La Restauration (1815-1830) avait inauguré le grand essor industriel qui devait se développer sous les régimes qui suivirent. Pendant ces quinze années, il n’y eut pas une grève importante. Partout l’accord régnait entre les patrons et les ouvriers.
« Pendant l’hiver de 1829 à 1830, dit M. Le Play, j’ai constaté, dans la plupart des ateliers parisiens, entre le patron et les ouvriers, une harmonie comparable à celle que je venais d’admirer dans les mines, les usines et les fermes du Hanovre. »

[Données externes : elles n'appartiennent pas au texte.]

Issue #397, opened 2020-09-28
Roster back button should always go to getting started


RyanHansz:
Change button copy to read "back to getting started"

mmazanec22:
Closed by #446

PR #446, opened 2020-09-30
Move alert elements and change roster back button

### LINKED ISSUE #395: Alerts should always show below the header.

mmazanec22:
Closes #395 and #397

### DIFF
--- a/client/src/containers/AddChild/AddChild.tsx
+++ b/client/src/containers/AddChild/AddChild.tsx
@@ -138,8 +138,8 @@ const AddChild: React.FC = () => {
     <div className="grid-container">
       <div className="margin-top-4">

Mais, avec 1830, un esprit nouveau s’empara de l’industrie. Les économistes officiels mirent en honneur la théorie selon laquelle le travail n’est qu’une marchandise comme une autre. Beaucoup de patrons l’adoptèrent avec empressement, ne songèrent plus qu’à faire fortune, et exploitèrent leurs ouvriers au lieu de s’efforcer de les élever par leurs leçons et leurs exemples.
C’était la conséquence nécessaire de la diminution de l’esprit de foi et du progrès des doctrines naturalistes qui ne voient d’autre fin pour l’homme que la jouissance et le bien-être.
De leur côté, les ouvriers prêtaient l’oreille à ceux qui leur prêchaient le progrès, après l’avoir placé dans la facilité et la multiplication des jouissances, à ceux qui les excitaient au mépris du clergé et qui les mettaient en défiance contre la doctrine qui élève les âmes en leur montrant, pour but suprême de leurs efforts, les récompenses éternelles.
Ce que nous voyons n’est que le développement de ce qui se fit alors.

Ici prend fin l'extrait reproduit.